Pick out all lines of the entries that include the word "into" and copy them.
*** Begin section ***
PR #8070, opened 2019-08-11
Extend Big* classes support for JSON serialization

### LINKED ISSUE #7856: Implement to_json(json : JSON::Builder) on BigDecimal
Implement method `to_json(json : JSON::Builder)` on BigDecimal class. BigInt and BigFloat are OK. `to_yaml(...)` is properly defined in the file "yaml/to_yaml.cr" on the Number superclass, `to_json` can be probably defined on the Number class too (in the file "json/to_json.cr").

Sija:
- Allows to serialize `BigDecimal` objects (to strings)
- Changes `Big*` classes to serialize as strings (in order to avoid overflows)
- Allows to deserialize `Big*` objects from strings
- Allows to deserialize `BigFloat` from ints
- Allows `BigDecimal` to be used as JSON keys

Closes #7856

### DIFF
--- a/spec/std/json/serialization_spec.cr
+++ b/spec/std/json/serialization_spec.cr
@@ -338,12 +338,12 @@ describe "JSON serialization" do
 
     it "does for BigInt" do
       big = BigInt.new("123456789123456789123456789123456789123456789")
-      big.to_json.should eq("123456789123456789123456789123456789123456789")
+      big.to_json.should eq(%("123456789123456789123456789123456789123456789"))
     end
 
     it "does for BigFloat" do
       big = BigFloat.new("1234.567891011121314")
-      big.to_json.should eq("1234.567891011121314")
+      big.to_json.should eq(%("1234.567891011121314"))
     end
 
     it "does for UUID" do
--- a/src/big/json.cr
+++ b/src/big/json.cr
@@ -1,44 +1,81 @@
 require "json"
 require "big"
 
-def BigInt.new(pull : JSON::PullParser)
-  pull.read_int
-  BigInt.new(pull.raw_value)
-end
-
-def BigInt.from_json_object_key?(key : String)
-  BigInt.new(key)
-rescue ArgumentError
-  nil
-end
-
-def BigFloat.new(pull : JSON::PullParser)
-  pull.read_float
-  BigFloat.new(pull.raw_value)
-end
-
-def BigFloat.from_json_object_key?(key : String)
-  BigFloat.new(key)
-rescue ArgumentError
-  nil
-end
-
-def BigDecimal.new(pull : JSON::PullParser)
-  case pull.kind
-  when .int?
-    pull.read_int
-    value = pull.raw_value
-  when .float?
-    pull.read_float
-    value = pull.raw_value
-  else
-    value = pull.read_string
+struct BigInt
+  def self.new(pull : JSON::PullParser)
+    case pull.kind
+    when .int?
+      pull.read_int
+      value = pull.raw_value
+    else
+      value = pull.read_string
+    end
+    new(value)
   end
-  BigDecimal.new(value)
+
+  def self.from_json_object_key?(key : String)
+    new(key)
+  rescue ArgumentError
+    nil
+  end
+
+  def to_json(json : JSON::Builder)
+    json.string(to_s)
+  end
 end
 
-def BigDecimal.from_json_object_key?(key : String)
-  BigDecimal.new(key)
-rescue InvalidBigDecimalException
-  nil
+struct BigFloat
+  def self.new(pull : JSON::PullParser)
+    case pull.kind
+    when .int?
+      pull.read_int
+      value = pull.raw_value
+    when .float?
+      pull.read_float
+      value = pull.raw_value
+    else
+      value = pull.read_string
+    end
+    new(value)
+  end
+
+  def self.from_json_object_key?(key : String)
+    new(key)
+  rescue ArgumentError
+    nil
+  end
+
+  def to_json(json : JSON::Builder)
+    json.string(to_s)
+  end
+end
+
+struct BigDecimal
+  def self.new(pull : JSON::PullParser)
+    case pull.kind
+    when .int?
+      pull.read_int
+      value = pull.raw_value
+    when .float?
+      pull.read_float
+      value = pull.raw_value
+    else
+      value = pull.read_string
+    end
+    new(value)
+  end
+
+  def self.from_json_object_key?(key : String)
+    new(key)
+  rescue InvalidBigDecimalException
+    nil
+  end
+
+  def to_json_object_key
+    to_s
+  end
+
+  def to_json(json : JSON::Builder)
+    json.string(to_s)
+  end
 end
--- a/src/big/yaml.cr
+++ b/src/big/yaml.cr
@@ -1,26 +1,29 @@
 require "yaml"
 require "big"
 
-def BigInt.new(ctx : YAML::ParseContext, node : YAML::Nodes::Node)
-  unless node.is_a?(YAML::Nodes::Scalar)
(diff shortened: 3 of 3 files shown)


Sija:
@bcardiff @asterite Is there a chance for this PR to land in `v0.30.1`?
Right now one have to monkey-patch `BigDecimal` to fully support JSON (de)serialization.

asterite:
@Sija No, sorry, it would be too hasty

spec/std/json/serialization_spec.cr
```diff
@@ -338,12 +338,12 @@ describe "JSON serialization" do
 
     it "does for BigInt" do
       big = BigInt.new("123456789123456789123456789123456789123456789")
-      big.to_json.should eq("123456789123456789123456789123456789123456789")
+      big.to_json.should eq(%("123456789123456789123456789123456789123456789"))
```
asterite: Is this change needed?

spec/std/json/serialization_spec.cr
```diff
@@ -338,12 +338,12 @@ describe "JSON serialization" do
...
     end
 
     it "does for BigFloat" do
       big = BigFloat.new("1234.567891011121314")
-      big.to_json.should eq("1234.567891011121314")
+      big.to_json.should eq(%("1234.567891011121314"))
```
asterite: Is this change needed?

src/big/json.cr
```diff
@@ -1,44 +1,81 @@
...
-  BigInt.new(pull.raw_value)
-end
+struct BigInt
+  def self.new(pull : JSON::PullParser)
+    case pull.kind
+    when .int?
+      pull.read_int
+      value = pull.raw_value
+    else
+      value = pull.read_string
```
asterite: I don't think a string should be implicitly converted to a big int... we don't do that for regular ints, why should we do it for BigInt?

src/big/json.cr
```diff
@@ -1,44 +1,81 @@
...
+    new(key)
+  rescue ArgumentError
+    nil
+  end
 
-def BigFloat.new(pull : JSON::PullParser)
-  pull.read_float
-  BigFloat.new(pull.raw_value)
+  def to_json(json : JSON::Builder)
+    json.string(to_s)
```
asterite: BigInt should be serialized into an int, not a string...

src/big/json.cr
```diff
@@ -1,44 +1,81 @@
...
+  def self.new(pull : JSON::PullParser)
+    case pull.kind
+    when .int?
+      pull.read_int
+      value = pull.raw_value
+    when .float?
+      pull.read_float
+      value = pull.raw_value
+    else
+      value = pull.read_string
```
asterite: We shouldn't be able to deserialize a string into float just like that.

asterite:
Sorry, I think this PR is not good. Deserializing from string should cause an error. Serializing to string is not good either, int should serialize to int, float to float, etc.

Sija:
@asterite Serialization to `String` is a must-have for `Big*` classes since JSON doesn't natively supports any of them.

src/big/json.cr
Sija: Why not?

src/big/json.cr
Sija: Wrong, this will cause an overflow.

asterite:
> @asterite Since JSON doesn't natively supports any of them, isn't serialization to String a must-have for Big* classes?

JSON supports them. Where does it say they are not supported?

https://stackoverflow.com/a/13502497/4990850

straight-shoota:
Technically, the JSON number type has no limit on the length of a number. But practically, number literals bigger than Float64 or Int64 can introduce interoperability issues.
When JSON data is only handled by Crystal programs or other JSON libraries that support mapping JSON numbers to big numbers, everything's fine. But as soon as some other software is involved, it might fail reading the data, even if it doesn't even need to understand it. So there is a reasonable cause for serializing big numbers to and from JSON strings.

The question is: which format should we serialize to by default? And which should be supported for deserialzation by default: both or only a single one?

Sija:
@straight-shoota that was exactly my point, thank you :)

> The question is: which format should we serialize to by default? And which should be supported for deserialzation by default: both or only a single one?

I'd support both when deserializing, while serializing to `String` by default - or when value is bigger than `Int64/Float64` but that approach can lead to overflowing numbers, in for instance JavaScript, which handles numbers as big as `9007199254740991`, whereas `Int64::MAX` is `9223372036854775807`, so several magnitudes larger.

asterite:
@Sija I don't think it's out responsibility to cover how other libraries deserialize numbers. We can perfectly serialize big int from an integer JSON literal. Same goes for big float. That's because we serialize from the raw string that comes in the JSON without necessarily converting it to a crystal primitive integer (like Int64).

I can't see why we would ever need to parse a big integer from a string. Say you have a big int in some other language, maybe Ruby, maybe Java, maybe C#. Can they serialize it to a JSON integer? Yes! Because they are unlimited. So `123456789123456789` in any language can be represented as `123456789123456789` in JSON.

Can you provide the use case you want to cover? Is there any API out there that is returning big numbers as strings instead of JSON numbers?

Blacksmoke16:
A good compromise could be to deserialize from number by default, but provide a built in converter similar to https://crystal-lang.org/api/master/String/RawConverter.html for the String => Big* case.

straight-shoota:
@asterite You might not be in control of the source/target of JSON data and how they expect big numbers to be represented. Having them as a String type is perfectly reasonable compromise, even if number would technically do fine. So having a converter for this would be good. It's probably best to stick to number literals by default.

Sija:
@asterite I'll just chip in [one story](http://derpturkey.com/untitled/) how problematic is trying to parse bigint (or any bigger number) in js-land (regex!), for hopefully better understanding the problem at hand :)

asterite:
@Sija Thank you for the example! So it seems in javascript parsing big numbers by default will "fail", or, well, give incorrect results because of javascript's inability to represent these numbers. And so you have to use another library. 

The way I see it, Crystal has no problem parsing or emitting such numbers, and so we shouldn't change the way Crystal does it. In any case Javascript should improve that and support big numbers, somehow.

But if you really want to emit big integers as strings then you can use a converter. But I don't think emitting strings by default is not a good idea.

Parsing big integers or big floats as strings is probably not a big problem, but I'm hesitant. It would be nice to see how other language libraries behave: if you parse an int from a string, does it work or does it fail?

Sija:
> @Sija Thank you for the example! So it seems in javascript parsing big numbers by default will "fail", or, well, give incorrect results because of javascript's inability to represent these numbers. And so you have to use another library.

Exactly. Parsing strings on the other hand is very easy and in most dynamic languages you can easily discern between regular int values and number-like strings during normalization.

>But if you really want to emit big integers as strings then you can use a converter `[1]`. But I don't think emitting strings by default is not a good idea. `[2]`

`[1]`: That's some option (btw, do we have any _to_string_ converter in stdlib?), though IMHO a bit "bulky"
`[2]`: So, in other words: you think it is a good idea? :)

RX14:
In my opinion, `Big*` should serialize/deserialize to numbers and a converter should be provided in the standard library for serializing/deserializing to strings.

NoICE:
IMO: Crystal should not care about other implementations - it's their responsibility to implement the spec correctly. They might fix it some day and then Crystal would not be able to behave up to spec.

So Crystal should serialize to number literals, like spec says. If Crystal user wants to use String for serialization - guess what, he might do so! Just use String type instead of BigDecimal and do the conversion in the user code.

Anyway - this need to be implemented :-)

0.32.1: 
```crystal
Error: no overload matches 'BigDecimal#to_json' with type JSON::Builder`
```

caspiano:
Closed by https://github.com/crystal-lang/crystal/pull/9898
*** End section ***
_Solution for this problem_
asterite: BigInt should be serialized into an int, not a string...
asterite: We shouldn't be able to deserialize a string into float just like that.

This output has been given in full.